The other levers (visibility, payments, KAM time)
Commission is the headline number, but it is only one of five levers an operator can move at renewal time. The other four are visibility-program inclusion, payment terms, KAM time allocation, and content/marketing support. A negotiation that wins on three of the five often produces more P&L impact than a negotiation that wins only on commission. Operators who only optimize for the commission line item leave 30-50% of the available value on the table.
Lever 2: visibility-program inclusion
Genius, Preferred Partner, Boost, Expedia Accelerator — each costs 4-7 points of commission on top of the base. For a property doing €4M in OTA revenue, 5 points across 60% of bookings is €120k a year of extra commission paid. Worth it if the visibility program produces a verifiable lift in revenue greater than that cost. Not worth it if the OTA cannot demonstrate the incremental volume.
The negotiation lever: ask the OTA to absorb the visibility uplift on specific room categories or specific months. "We will participate in Preferred Partner across all 4 properties year-round, in exchange for the OTA absorbing the 4-point uplift on stays under €120 ADR." OTAs grant this more often than operators expect because it is invisible on their P&L (they record it as a price adjustment, not a commission concession).
Lever 3: payment terms
Standard merchant-model payment terms are 30-45 days after stay. For a property with €4M in OTA revenue at 35% on merchant model, that is approximately €120k floating with the OTA at any given time. At a 6% cost of capital, the working-capital cost is €7,200 a year per property — €30k across a 4-property portfolio.
The negotiation lever: shorten payment terms to 14 or 21 days, or move from merchant model to commission model on more inventory (where the guest pays you directly and you pay the OTA monthly). Both reduce your working-capital cost. OTAs resist because they earn float on the held funds, but they will concede when traded against other items.
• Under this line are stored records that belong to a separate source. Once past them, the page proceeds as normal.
PR #2273, opened 2021-07-07
Interactive (zoomable/pannable) Plots

### LINKED ISSUE #1227: zoomable and panable plot pane as in Juno
context: https://github.com/JunoLab/Atom.jl/pull/327 and https://discourse.julialang.org/t/ann-juno-0-12-5/39744

### LINKED ISSUE #1655: Interactive plots?
Having the ability to plot within the IDE is awesome to begin with but.....
The surface(3-D) plots can't be interacted with, as in the case of qt and x11 interface. By interaction, I mean stuff like rotating using the mouse, or zooming. Any chance we can get a better version of the Plots pane, which is friendlier to use?

### LINKED ISSUE #1878: Allow plot pane to be zoomed independently of other panes
By default, plots often end up bigger than the plot pane.
It would be useful to be able to zoom in and out of plots in the plot pane.

AbdulrhmnGhanem:
Fixes #1655, fixes #1227, and fixes #1878.

- [x] Changelog mention.


scripts/plots/main_plot_webview.js
```diff
@@ -1,42 +1,233 @@
...
+function removePlotlyBuiltinExport() {
+    if (isPlotly()) {
+        document.querySelector(
+            '[data-title="Download plot as a png"]'
+        ).style.display = 'none'
+    }
+}
+
+function initSvgPanZoom() {
+    const svgTag = document.querySelector('svg')
```
pfitzseb, line 187: This doesn't work for non-svg plots. I haven't really looked at svg-pan-zoom, but would expect it to work fine with other `img`s as well, so maybe 
```suggestion
    const svgTag = getPlotElement()
```
would work fine? If not, then this a `isSVG` guard.

AbdulrhmnGhanem: * Sometimes the `plot_element` is a `div` wrapping the actual plot. 
* All `Plots` backends are displayed as SVG, `Plotly` is ignored because it has its own controllers.
* `Vega` plots were displayed as `canvas` but I had reconfigured it to be displayed as `svg`.

> but would expect it to work fine with other imgs as well, so maybe

It only supports `<svg>` tags, even `img` with svg `src` isn't supported, but it isn't a problem as explained above.

davidanthoff (changes requested):
@AbdulrhmnGhanem we are about to open our merge window for the next minor release, could you resolve the merge conflict here so that we can include this PR? Thanks!

davidanthoff (approved):
Fantastic, thanks!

Lever 4: KAM time allocation
Your KAM's time is a finite resource. A KAM at Booking.com typically manages 60-120 accounts and gives the top 20% roughly 70% of their attention. Securing committed KAM time — monthly business reviews, quarterly strategic sessions, dedicated dispute resolution within 48 hours — is a real concession with real value.
The negotiation lever: ask for named KAM with documented service-level commitments, escalation path to the Regional Director on disputes unresolved in 5 business days, and quarterly senior-leadership engagement. OTAs grant this freely to operators with 3+ properties because it costs them nothing and binds you to the relationship.
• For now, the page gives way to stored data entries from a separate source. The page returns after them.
PR #2276, opened 2021-07-09
Select notebook kernel just on name match

davidanthoff:
@DonJayamanne I think this is the logic we should go with, i.e. purely select on name/id match. If the user doesn't have the Julia version installed that matches on the x.y part of the version, ideally the user would be prompted whether they want to use some other installed Julia or not. We should probably actually even show some sort of message in that case "You opened a notebook that uses Julia 1.5, but you don't have that installed, please pick some other Julia version".

### DIFF
--- a/src/notebook/notebookFeature.ts
+++ b/src/notebook/notebookFeature.ts
@@ -13,7 +13,7 @@ type JupyterNotebookMetadata = Partial<{
                 display_name: string;
                 language: string;
                 name: string;
-          },
+            },
             language_info: {
                 name: string;
                 version: string;
@@ -25,7 +25,7 @@ type JupyterNotebookMetadata = Partial<{
 }>
 
 export class JuliaNotebookFeature {
-    private readonly _controllers = new Map<vscode.NotebookController, { version: string}>();
+    private readonly _controllers: vscode.NotebookController[] = []
     private readonly _juliaVersions = new Map<string, JuliaExecutable>()
     private readonly kernels: Map<vscode.NotebookDocument, JuliaKernel> = new Map<vscode.NotebookDocument, JuliaKernel>()
     private _outputChannel: vscode.OutputChannel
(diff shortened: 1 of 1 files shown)


DonJayamanne:
> "You opened a notebook that uses Julia 1.5, but you don't have that installed, please pick some other Julia version".

FYI - regardless of whether we find the exact kernel or not, the user will always have to select an item from the list. Setting the affinity merely pushes the preferred item to the top (i.e. the preferred is on top).

> but you don't have that installed, please pick some other Julia version".

Not sure this is necessary & will make much difference. Again, the user will have to select a kernel, and they'll see that the kernel they desire isn't on the list.
Will we need a prompt, not sure, then again, I don't know about the julia users.
When running Python notebooks we don't display such a message.

src/notebook/notebookFeature.ts
```diff
@@ -122,15 +115,14 @@ export class JuliaNotebookFeature {
...
         const metadata = (notebook.metadata as JupyterNotebookMetadata)?.custom.metadata;
         const kernelspecName = metadata?.kernelspec?.name || '';
-        const version = metadata?.language_info?.version || '';
-        return this.isJuliaNotebook(notebook) ? { name: kernelspecName, version } : {name:'', version:''}
+        return this.isJuliaNotebook(notebook) ? kernelspecName : ''
     }
     private updateNotebookWithSelectedKernel(notebook: vscode.NotebookDocument, name: string, version: string) {
         // Dont edit in place, create a copy of the metadata.
-        const nbmetadata: JupyterNotebookMetadata = JSON.parse(JSON.stringify((notebook.metadata || { custom: { metadata: {}}})));
+        const nbmetadata: JupyterNotebookMetadata = JSON.parse(JSON.stringify((notebook.metadata || { custom: { metadata: {} } })));
```
DonJayamanne, line 125: What formatter do you use, i use is prettier and it seems to format the whole document & don't know whether my code is inline with the formatting/style that you follow in this repo.

DonJayamanne (approved):

pfitzseb (approved):

davidanthoff:
> FYI - regardless of whether we find the exact kernel or not, the user will always have to select an item from the list.

@DonJayamanne why is that? My understanding was that we would try to avoid showing any UI to select a kernel if the right one is present. For example, if a user opens an existing notebook that has a kernel named `julia-1.6` in the kernel metadata in the file, and our extension finds an installed version of Julia 1.6.2 and registers a notebook controller with name `julia-1.6`, then really I think we should not show any UI for picking a kernel, but instead that notebook controller should just be used automatically. That is how all other Jupyter notebook clients work. What would be the point of asking a user to select a kernel in that case? That seems just unnecessary extra work for them?

I have to admit that I don't understand the current design in VS Code with these preferred notebook controllers, and what that concept actually means. It seems to me that VS Code should behave in the following way on notebook file open:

Lever 5: content and marketing support
Most OTAs run market development funds (MDF) and content production support — professional photography, listing optimization, translation services, paid placement in OTA email campaigns. These are typically not advertised; you have to ask. Annual MDF allocations of €15k-€60k per property are common for portfolio operators who request them and have the volume to justify.
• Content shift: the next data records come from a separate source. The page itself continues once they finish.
PR #2296, opened 2021-07-19
Overhaul keybindings

pfitzseb:
Supersedes https://github.com/julia-vscode/julia-vscode/pull/1785.

This mostly follows the keybindings for notebooks, so `Meta+Enter` evaluates the current block, `Shift+Enter` also jumps to the next one. (Shift+)Alt+Enter executes the current "cell" (and jumps to the next one).

Furthermore:
- `Escape` clears the current inline result if there is one, because the notebook interface uses it as well (to exit the current cell's editor). 
- `Ctrl+Shift+C` interrupts the Julia REPL from anywhere
- `Alt+J Alt+P` shows the plot pane
- `Alt+J Alt+W` shows the workspace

The negotiation lever: ask for a named MDF allocation in the contract — not "available on request" but a specific number with a specific approval process. Booking.com and Expedia both have programs that grant this; the KAM will not surface them unless you raise the topic.
A commission concession is a one-time win. A restructured set of levers compounds across the contract. Optimize for the lever package, not the commission line.